──────── Data supplied

PR #856, opened 2020-07-29
Panorama mouseup to enter, no unintentional hover

TaylorDale:
Changed the triggering event to view a panorama to Mouseup, and added code to cancel highlighting if the user is actually dragging the view around, at which point a hover is undesirable.

This made the experience with the viewer a lot smoother, for example, we have a project with many panorama spheres. In its old form, clicking down to pan the view around would result in an unintentional "focus" on the panorama image. With this new method, the user has to very explicitly want to focus on the image. 

Also seems to prevent a few other strange bugs that would happen when accidentally focusing into an image, making the pano spheres disappear and the red "hover" sphere being made a permanent background after exiting the pano view.

### DIFF
--- a/src/modules/Images360/Images360.js
+++ b/src/modules/Images360/Images360.js
@@ -73,7 +73,7 @@ export class Images360 extends EventDispatcher{
 		});
 		viewer.inputHandler.addInputListener(this);
 
-		this.addEventListener("mousedown", () => {
+		this.addEventListener("mouseup", () => {
 			if(currentlyHovered){
 				this.focus(currentlyHovered.image360);
 			}
@@ -220,8 +220,19 @@ export class Images360 extends EventDispatcher{
 		// let tStart = performance.now();
 		raycaster.ray.copy(ray);
 		let intersections = raycaster.intersectObjects(this.node.children);
-
-		if(intersections.length === 0){
+		
+		// Make sure the drag is actually a drag, not just a click
+		let isDragging = false;
+		const { drag } = viewer.inputHandler;
+		if (drag) {
+			const dragThreshold = 10;
+			if (Math.abs(Math.hypot(drag.start.x - drag.end.x, drag.start.y - drag.end.y)) > dragThreshold) {
+				isDragging = true;
+			}
+		}
+		
+		// Don't highlight if no intersection or user is actually draggging
+		if(intersections.length === 0 || isDragging){
 			// label.visible = false;
 
 			return;


midnight-dev:
@TaylorDale Hi there. Thanks again for this addition. Could you take a look at my review question when you get a chance?

TaylorDale:
@midnight-dev No worries, I can't seem to find any comments though? Thanks

midnight-dev:
Just looked online while signed out, and it is indeed not visible. Which is a bummer. Maybe I can't review pulls due to permissions. Either way... About 29 days ago, I posed a question regarding the drag detection math. Not sure if I can highlight specific lines here like in a review question, but I think the lines should be obvious. Below is a quote: 

> I'm glad to see this PR. It's the kind of thing that could be easily missed during initial development yet I can see how this would be irritating. Still blown away by the feature of 360 images, but I never noticed the action was listening to mousedown. While I'm not able to test it, I'm curious if you can explain the motivation behind this formula. Not familiar with dragging recognition in the least. Is this a well-known screenspace arithmetic? Worried if start/end subtraction is in the right order. Also, if for some reason the user makes a perfect horizontal/vertical movement, will the hypotenuse still come back with something above 0? That is, if the (x, y) differences turn out to be (0, 25), that would be a flat line. It's been quite a few years since I had an algebra class. Would the `hypot` method want to return the C from A² + B² = C² or would it see that as a line and return 0 or `NaN`?

> Good catch to prevent accidental activation. Good quality of life bump toward a better UX. Just wish I had my equipment to test this beauty.

Thanks for the nice tweak 👍

TaylorDale:
Ah I see no I wasn't aware you'd responded at all! 
To answer your questions: 

- The formula is just to get the magnitude of the user's mouse/touch input. If the amount of pixels moved is greater than the constant (perhaps some thought needs to be put into where/how that is configured too, since it is just currently a made up number in the middle of the script) then it is not possible that the user is trying to click a single spot to focus a panorama, so any "activate panorama" events are ignored from that point as they'd be unintentional
- Formula itself is nothing special, just pythagoras as you say. Since we're only concerned with magnitude it doesn't really matter which one you subtract from the other, Maths.abs() takes care of any ambiguity there (however it appears .hypot() takes care of that anyway, now I'm running some examples. You'll see that `Math.hypot(10, 10) === Math.hypot(-10, -10)`. The 0 vertical/horizontal movement also doesn't cause issue - `Math.hypot(10, 0) === 10`

midnight-dev:
Yeah, I didn't think about it at the time, but since squares are involved, hypotenuse calculations will always produce positive results, effectively absolute.

With that out of the way, I have a couple of suggestions. 

The arbitrary threshold is good for testing, but it would be really neat if it were based on effective screen size. The higher the resolution, the more distance (in pixels) a user's cursor travels for every action compared to those with lower resolutions. So a 10 pixel movement might feel far to small of a threshold on 4K+ screens while feeling loose on 720p screens (like on smartphones). You were likely thinking about something along the same lines. It would be a nice touch, but might require some trial and error. You'll still need to find a factor/percentage to apply to the reported resolution to find a threshold that feels good, but it'll behave the same way across a wider variety of devices.

_The line numbers to follow are based on what I can see in the PR..._ As an optimization, I'd love to see the raycaster initialization come after your drag detection since your code doesn't rely on it at all. For instance, lines 221 & 222 can come just before line 235 now. You can then remove the `isDragging` bool - instead of setting it to true and later returning if it's true, just return around line 230. Then you can remove the bool check underneath that, so it's just checking for an insertion match. This should improve performance because it no longer has to position and compute rays unless the user isn't dragging 👍

PR #876, opened 2020-08-28
cleanup: remove unused buffer and dataviewer in LASDecoderWorker

zarov:
I saw some that were forgotten, this should free a little bit of memory.


m-schuetz:
Thanks!

PR #882, opened 2020-09-04
Update ReadMe with Node.js & Linux Information

midnight-dev:
Simple PR for Node version information with a note on Linux issues. This should help Ubuntu and Debian users who install node via `sudo apt-get install node` and end up with version 8 instead of a recent version.

Also, the link on the first image was broken (/wp/demo) so I changed it to the load_project example until the path no longer produces a 404 error.


midnight-dev:
By the way, don't publish PRs through VS Code using the GitHub extension because it posts the repo's PR template as the body without allowing you to modify it before publication. Thanks Microsoft 👍

PR #886, opened 2020-09-10
Remove and ignore VS Code preferences

dsroshan:


m-schuetz:
Hi, the vscode preferences are for myself, I'd like to keep them checked in.

dsroshan:
Personal IDE preferences are not a part of the project and I just thought that they shouldn't be on the repo just because they'll mess up with other contributors' preferences. I thought it'll be better if they are kept only in local working tree and untracked by git.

────────────────

- Task details: Keep every word the same. Retype all the material.

- Finished exercise:
PR #856, opened 2020-07-29
Panorama mouseup to enter, no unintentional hover

TaylorDale:
Changed the triggering event to view a panorama to Mouseup, and added code to cancel highlighting if the user is actually dragging the view around, at which point a hover is undesirable.

This made the experience with the viewer a lot smoother, for example, we have a project with many panorama spheres. In its old form, clicking down to pan the view around would result in an unintentional "focus" on the panorama image. With this new method, the user has to very explicitly want to focus on the image. 

Also seems to prevent a few other strange bugs that would happen when accidentally focusing into an image, making the pano spheres disappear and the red "hover" sphere being made a permanent background after exiting the pano view.

### DIFF
--- a/src/modules/Images360/Images360.js
+++ b/src/modules/Images360/Images360.js
@@ -73,7 +73,7 @@ export class Images360 extends EventDispatcher{
 		});
 		viewer.inputHandler.addInputListener(this);
 
-		this.addEventListener("mousedown", () => {
+		this.addEventListener("mouseup", () => {
 			if(currentlyHovered){
 				this.focus(currentlyHovered.image360);
 			}
@@ -220,8 +220,19 @@ export class Images360 extends EventDispatcher{
 		// let tStart = performance.now();
 		raycaster.ray.copy(ray);
 		let intersections = raycaster.intersectObjects(this.node.children);
-
-		if(intersections.length === 0){
+		
+		// Make sure the drag is actually a drag, not just a click
+		let isDragging = false;
+		const { drag } = viewer.inputHandler;
+		if (drag) {
+			const dragThreshold = 10;
+			if (Math.abs(Math.hypot(drag.start.x - drag.end.x, drag.start.y - drag.end.y)) > dragThreshold) {
+				isDragging = true;
+			}
+		}
+		
+		// Don't highlight if no intersection or user is actually draggging
+		if(intersections.length === 0 || isDragging){
 			// label.visible = false;
 
 			return;


midnight-dev:
@TaylorDale Hi there. Thanks again for this addition. Could you take a look at my review question when you get a chance?

TaylorDale:
@midnight-dev No worries, I can't seem to find any comments though? Thanks

midnight-dev:
Just looked online while signed out, and it is indeed not visible. Which is a bummer. Maybe I can't review pulls due to permissions. Either way... About 29 days ago, I posed a question regarding the drag detection math. Not sure if I can highlight specific lines here like in a review question, but I think the lines should be obvious. Below is a quote: 

> I'm glad to see this PR. It's the kind of thing that could be easily missed during initial development yet I can see how this would be irritating. Still blown away by the feature of 360 images, but I never noticed the action was listening to mousedown. While I'm not able to test it, I'm curious if you can explain the motivation behind this formula. Not familiar with dragging recognition in the least. Is this a well-known screenspace arithmetic? Worried if start/end subtraction is in the right order. Also, if for some reason the user makes a perfect horizontal/vertical movement, will the hypotenuse still come back with something above 0? That is, if the (x, y) differences turn out to be (0, 25), that would be a flat line. It's been quite a few years since I had an algebra class. Would the `hypot` method want to return the C from A² + B² = C² or would it see that as a line and return 0 or `NaN`?

> Good catch to prevent accidental activation. Good quality of life bump toward a better UX. Just wish I had my equipment to test this beauty.

Thanks for the nice tweak 👍

TaylorDale:
Ah I see no I wasn't aware you'd responded at all! 
To answer your questions: 

- The formula is just to get the magnitude of the user's mouse/touch input. If the amount of pixels moved is greater than the constant (perhaps some thought needs to be put into where/how that is configured too, since it is just currently a made up number in the middle of the script) then it is not possible that the user is trying to click a single spot to focus a panorama, so any "activate panorama" events are ignored from that point as they'd be unintentional
- Formula itself is nothing special, just pythagoras as you say. Since we're only concerned with magnitude it doesn't really matter which one you subtract from the other, Maths.abs() takes care of any ambiguity there (however it appears .hypot() takes care of that anyway, now I'm running some examples. You'll see that `Math.hypot(10, 10) === Math.hypot(-10, -10)`. The 0 vertical/horizontal movement also doesn't cause issue - `Math.hypot(10, 0) === 10`

midnight-dev:
Yeah, I didn't think about it at the time, but since squares are involved, hypotenuse calculations will always produce positive results, effectively absolute.

With that out of the way, I have a couple of suggestions. 

The arbitrary threshold is good for testing, but it would be really neat if it were based on effective screen size. The higher the resolution, the more distance (in pixels) a user's cursor travels for every action compared to those with lower resolutions. So a 10 pixel movement might feel far to small of a threshold on 4K+ screens while feeling loose on 720p screens (like on smartphones). You were likely thinking about something along the same lines. It would be a nice touch, but might require some trial and error. You'll still need to find a factor/percentage to apply to the reported resolution to find a threshold that feels good, but it'll behave the same way across a wider variety of devices.

_The line numbers to follow are based on what I can see in the PR..._ As an optimization, I'd love to see the raycaster initialization come after your drag detection since your code doesn't rely on it at all. For instance, lines 221 & 222 can come just before line 235 now. You can then remove the `isDragging` bool - instead of setting it to true and later returning if it's true, just return around line 230. Then you can remove the bool check underneath that, so it's just checking for an insertion match. This should improve performance because it no longer has to position and compute rays unless the user isn't dragging 👍

PR #876, opened 2020-08-28
cleanup: remove unused buffer and dataviewer in LASDecoderWorker

zarov:
I saw some that were forgotten, this should free a little bit of memory.


m-schuetz:
Thanks!

PR #882, opened 2020-09-04
Update ReadMe with Node.js & Linux Information

midnight-dev:
Simple PR for Node version information with a note on Linux issues. This should help Ubuntu and Debian users who install node via `sudo apt-get install node` and end up with version 8 instead of a recent version.

Also, the link on the first image was broken (/wp/demo) so I changed it to the load_project example until the path no longer produces a 404 error.


midnight-dev:
By the way, don't publish PRs through VS Code using the GitHub extension because it posts the repo's PR template as the body without allowing you to modify it before publication. Thanks Microsoft 👍

PR #886, opened 2020-09-10
Remove and ignore VS Code preferences

dsroshan:


m-schuetz:
Hi, the vscode preferences are for myself, I'd like to keep them checked in.

dsroshan:
Personal IDE preferences are not a part of the project and I just thought that they shouldn't be on the repo just because they'll mess up with other contributors' preferences. I thought it'll be better if they are kept only in local working tree and untracked by git.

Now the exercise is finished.